We are dealing with proportions so the proportion of 20s saying yes is 24/80=0.3, while that for 30s is 24/120=0.2. So the difference is 0.1. It's this difference we need to examine more closely later. We also need to note the sample sizes.
Let p20=0.3 and p30=0.2 and let μ=p20-p30=0.1. Statistically we can equate the proportions to the two means in a probability distribution. We can determine the variance because we have a binary situation-yes and no are the only two states. So for the individual groups:
μ20=p20=0.3 and μ30=p30=0.2, variance σ202=p20(1-p20)/n20=0.21/80=0.002625; variance σ302=p30(1-p30)/n30=0.16/120=0.001333. (We can deduce the standard deviations from these if we need them.)

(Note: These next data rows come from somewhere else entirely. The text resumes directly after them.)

PR #265, opened 2025-03-17
Replace `.currentRoute` with `useRoute()`

sisou:
https://router.vuejs.org/guide/migration/#The-currentRoute-property-is-now-a-ref-

### DIFF
--- a/src/App.vue
+++ b/src/App.vue
@@ -50,7 +50,7 @@ import { nextTick } from '@/lib/nextTick';
 import Sidebar from './components/layouts/Sidebar.vue';
 import SwapNotification from './components/swap/SwapNotification.vue';
 import UpdateNotification from './components/UpdateNotification.vue';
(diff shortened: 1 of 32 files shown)


onmax (approved):
Looks good to me. 

Small detail - https://github.com/nimiq/wallet/blob/useroute/src/components/swap/SwapNotification.vue uses two `useRoute`.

What we called μ (p20-p30) is the mean for the probability distribution for the difference in proportions. The variance is simply the sum of the individual variances:
σ2=σ202+σ302=0.002625+0.001333=0.003958, so standard deviation σ=√0.003958=0.06292 approx.
The sample sizes n20=80 and n30=120 are reasonably large (bigger than 30) so we can assume a normal distribution.
A 95% confidence interval corresponds to a Z-score of 1.96, a two-tailed value because we are considering a data range [low,high] on either side of the mean, so the 100-95=5% is distributed equally between the left and right tails of the distribution. We are actually looking at the Z-score corresponding to 100-5/2=97.5%=0.975 (Z=1.96) when we inspect the body of the distribution table. Z=(X-μ)/σ for some value X in the dataset. We are looking for a low X value and a high X value to give us a 95% confidence interval. So:
|X-μ|/σ=1.96, from which X=μ±1.96σ=0.1±1.96×0.06292. The confidence interval is about [-0.02,0.22]. We can be 95% confident that the proportion difference lies between these two extremes. This means that in a population -0.02≤p20-p30≤0.22. (This appears to allow for a small minority of 20-29 year olds to actually be a little less impacted than 30-39 year olds; but the majority of 20-29 year olds will be impacted at least as much as 30-39 year olds.)